G'day all,
This is both a general request for 'best-practise' devforce design, and also a specific question about my current scenario.
How would you recommend devforce be used/managed to support user-cancellation of complex edits?
In our app as currently designed, we have a small, fixed number of EntityManager's that are created and loaded with cached reference data at application startup. When a user requests an edit we load the required item, Include()'ing the relevant child data, and relying on the cached reference data to auto-attach those entities.... this works perfectly!
If the user makes some changes to the item (I'll talk a normal Order -> OrderDetails scenario), say changing an orderdate, and then chooses to cancel their edit, we call the RejectChanges() method, and the date rolls back exactly as expected.

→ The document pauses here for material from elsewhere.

PR #70, opened 2022-08-01
Upgrading Bootstrap

Etheryte:
A proposition on why and how to upgrade Bootstrap from 3.x to 5.x.

See the [rendered version](https://github.com/Etheryte/uyuni-rfc/blob/bootstrap/accepted/00000-upgrading-bootstrap.md).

However we run into problems with adding new child items (eg, an OrderDetail), and then cancelling changes.... these items seem to remain in the EntityCache or similar in a detached state, with their generated -100 id. This causes problems if we (for example):
1. Pop a new Order/OrderDetails set of data
2. Cancel Changes
3. Make some other save that resets the generated ID's back to -100
4. Another pop of a new item results in the earlier OrderDetails magically coming back to life and attaching themselves to the new Order. Other symptoms include errors regarding multiple items with the same (-100 based) ID as the id's are recycled after the save.
We've been playing with specifically removing items from the EntityManager after rejecting the changes eg:
_cxt.RejectChanges; //Model state goes from Added to Detached
if (Model.EntityState == EntityState.Detached) //was freshly added until we cancelled
{
Model.EntityAspect.RemoveFromManager(true); //Remove from the cache, don't try and save it later on
}
And this has definately reduced the number of issues we're seeing, but it isn't sufficient for all our scenarios (hence the general request for your recommended approach above).
If I can provide any more info please just ask.